The financial crisis of 2008 seriously impacted most Americans. For many, it was a debacle that exposed the policies and practices of Wall Street that were not in the public interest. The destruction was formidable and thought was given as to how to prevent such a disaster from recurring. Can another disaster be prevented?

William D. Cohan, a former senior Wall Street M&A investment banker for 17 years at Lazard Freres & Co., Merrill Lynch, and JPMorgan Chase, is the New York Times bestselling author of three non-fiction narratives about Wall Street: Money and Power: How Goldman Sachs Came to Rule the World; House of Cards: A Tale of Hubris and Wretched Excess on Wall Street; and, The Last Tycoons: The Secret History of Lazard Freres & Company. His latest book, Four Friends: Promising Lives Cut Short, is a memoir/biography about four of the author’s Andover classmates. He is a special correspondent at Vanity Fair and a columnist for the Deal Book section of the New York Times.

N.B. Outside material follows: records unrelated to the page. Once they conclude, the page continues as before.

PR #1619, opened 2023-02-03
[DEV] Videoframe caching

JihwanEom:
## This PR includes:
- Apply videoframe caching for cls/det/seg tasks.
- `disable=consider-using-with` was inevitable by dynamically changed name of cache directory in `__call__`
- `disable=broad-except` is suggested to handle all the possible exceptions.


otx/algorithms/common/utils/data.py
```diff
@@ -135,3 +141,60 @@ def get_old_new_img_indices(labels, new_classes, dataset):
...
+            if to_float32:
+                cached_img = cached_img.astype(np.float32)
+            return cached_img
+        except Exception as e:  # pylint: disable=broad-except
+            logger.warning(f"Skip loading cached {filename} \nError msg: {e}")
+            return None
+
+    def save_image_to_cache(img: np.array, filename: str) -> None:
+        tmp_filename = filename.replace(".png", "-tmp.png")
+        if os.path.exists(filename) or os.path.exists(tmp_filename):  # if image is cached or caching
```
eunwoosh, line 173: I ran below code and get error as below image.
```
def write_file():
    print("write file start!")
    if os.path.exists("temp_test.txt"):
        return
    with open("temp_test.txt", "w") as f:
        f.write("fake")
    os.replace("temp_test.txt", "test.txt")


if __name__ == '__main__':
    write_arr = [Process(target=write_file) for _ in range(4)]

    for val in write_arr:
        val.start()

    time.sleep(10)

    for val in write_arr:
        val.terminate()
    for val in write_arr:
        val.join()

```
error

I think there is a chance to save caching file in multiple processes at the same time even if it should be rare.
So, In my opinion, this is not a perfect solution and need to find other ways.

JihwanEom: Thank you for suggestion, but this issue can be resolved by `if os.path.exists("temp_test.txt") or os.path.exists("test.txt"):`, similar with https://github.com/openvinotoolkit/training_extensions/pull/1619/files#diff-0c3a869f418bb133848a27abb82c04919ec84d13d29fb7f18d3b6f4eac2dd8e4R173.
Could you double check?

JihwanEom: Sorry, I could find same issue with 5000+ trials. I'll take a look.

JihwanEom: Hmm, handled by adding `if os.path.exists(tmp_name) and not os.path.exists(tgt_name)` before `os.replace`.

```
import tempfile
import os
import time
from multiprocessing import Process

_CACHE_DIR = tempfile.TemporaryDirectory(prefix="test-cache-")

def write_file():
    tmp_name = f"{_CACHE_DIR.name}/temp_test.txt"
    tgt_name = f"{_CACHE_DIR.name}/test.txt"
    if os.path.exists(tmp_name) or os.path.exists(tgt_name):
        return
    with open(tmp_name, "w") as f:
        f.write("fake")
    if os.path.exists(tmp_name) and not os.path.exists(tgt_name):
        os.replace(tmp_name, tgt_name)


if __name__ == '__main__':
    write_arr = [Process(target=write_file) for _ in range(4)]

    for val in write_arr:
        val.start()

    time.sleep(0.01)

    for val in write_arr:
        val.terminate()
    for val in write_arr:
        val.join()
```

eunwoosh (dismissed):
LGTM

harimkang (changes requested):
There seems to be a problem with the test (CI). After resolving this, please request a review again.

JihwanEom:
Passed all the local CI tests. Can reproduce with `tox -re pre-merge`

image

goodsong81 (dismissed):
Great!

JihwanEom:
> Great!

Sorry for requesting review again :( my mistake..

harimkang:
> > Great!
> 
> Sorry for requesting review again :( my mistake..

Sorry, but this PR still doesn't seem to work in CI. Please confirm.

sungmanc (approved):
@harimkang , now it successfully works. @JihwanEom could you rebase it with latest develop?
image

eunwoosh (approved):

harimkang (approved):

Nicole Gelinas is a senior fellow at the Manhattan Institute, a contributing editor of City Journal, and a columnist at the New York Post. She writes on urban economics and finance. Gelinas is a CFA charterholder and the author of After the Fall: Saving Capitalism from Wall Street and Washington (2011). Gelinas has published analysis and opinion pieces in the New York Times, Wall Street Journal, Los Angeles Times, and other publications. Before coming to City Journal, she was a business journalist for Thomson Financial, where she covered the international syndicated-loan and private-debt markets.